* [Given information]

PR #1119, opened 2023-10-11
Pgp4TxLiteWrapper: Bug fix in simulation with ASYNC reset

lorenzrota:
In Pgp4TxLiteWrapper, changed Pgp4TxLite.phyTxActive from '1' to rstL 

### Description
When PhyTxActive = '1', Scrambler was never reset, leading to issues after post-syn simulations in ASIC. This is due to the fact that ASIC synthesizer discard initial values assigned during instantiation.

### DIFF
--- a/protocols/pgp/pgp4/core/rtl/Pgp4TxLiteWrapper.vhd
+++ b/protocols/pgp/pgp4/core/rtl/Pgp4TxLiteWrapper.vhd
@@ -56,6 +56,7 @@ architecture mapping of Pgp4TxLiteWrapper is
 
    signal pgpTxMaster : AxiStreamMasterType := AXI_STREAM_MASTER_INIT_C;
    signal pgpTxSlave  : AxiStreamSlaveType;
+   signal rstL        : sl;
 
 begin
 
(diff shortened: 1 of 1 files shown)


bengineerd:
It seems like maybe the Scrambler `rst` in `Pgp4TxLite.vhd` needs to attach to `pgpTxRst`?

ruck314 (approved):

bengineerd:
https://github.com/slaclab/surf/blob/pgp4wrapper-fix/protocols/pgp/pgp4/core/rtl/Pgp4TxLite.vhd#L216-L238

* [The task] Take from the listing above each line that contains the string "core".

* [The answer]
--- a/protocols/pgp/pgp4/core/rtl/Pgp4TxLiteWrapper.vhd
+++ b/protocols/pgp/pgp4/core/rtl/Pgp4TxLiteWrapper.vhd
https://github.com/slaclab/surf/blob/pgp4wrapper-fix/protocols/pgp/pgp4/core/rtl/Pgp4TxLite.vhd#L216-L238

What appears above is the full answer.